Of the lines below, write out exactly those from the line with "another alternative could" through the line with "### LINKED ISSUE", both included, and skip the rest.

(Dataset entries)
·····

PR #1143, opened 2019-12-26
cd into aima folder before installing requirements

Antzelino:


Antzelino:
another alternative could be to cd into the folder right after `git clone`

Antzelino:
any idea why there is a failed check for changing something on the readme?

PR #1147, opened 2020-01-06
[WIP] ENH: add support for all types of problems in Bidirectional Search

### LINKED ISSUE #1144: Add support for all types of problems in Bidirectional Search
Bidirectional search currently only supports `GraphProblem` type problems. I think we can add support for all the problem types by storing the nodes instead of states in open/closed list for both directions and calling `n.expand(problem)` on it to return the next states.

tirthasheshpatel:
Fixes #1144 

I have added support for all types of problems in Bidirectional Search and their tests.

I am still confused about two things:
  1. How to return the node containing the solution path along with the `U` value in BS? Maybe, we can also add that like all other search algorithms.
  2. We need to traverse through each node to calculate the `e` (minimum edge value) value which can take exponential time for large problems. So, is it fine to initialize it to 0 or there is a way to calculate it?

### DIFF
--- a/search.py
+++ b/search.py
@@ -329,7 +329,7 @@ def iterative_deepening_search(problem):
 def bidirectional_search(problem):
     e = problem.find_min_edge()
     gF, gB = {problem.initial: 0}, {problem.goal: 0}
-    openF, openB = [problem.initial], [problem.goal]
+    openF, openB = [Node(problem.initial)], [Node(problem.goal)]
     closedF, closedB = [], []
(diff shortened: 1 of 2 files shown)


antmarakis:
1. Implementing this functionality like in the rest of the algorithms sounds like the way to go, definitely!

2. I think if we initialize them at 0 it would be fine. Maybe add a TODO comment next to the initialization to let people know maybe a better initialization can be explored.

PR #1148, opened 2020-01-07
fixed grabbing behaviour in agent

omar-3:
When a thing is grabbed, it would be hidden from the environment. When released or the agent is removed it would be added to environment again at the same location of the agent. For the issue of grabbed thing movement, it is already implemented. No test has failed.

·····

§ **Answer section**:
another alternative could be to cd into the folder right after `git clone`

Antzelino:
any idea why there is a failed check for changing something on the readme?

PR #1147, opened 2020-01-06
[WIP] ENH: add support for all types of problems in Bidirectional Search

### LINKED ISSUE #1144: Add support for all types of problems in Bidirectional Search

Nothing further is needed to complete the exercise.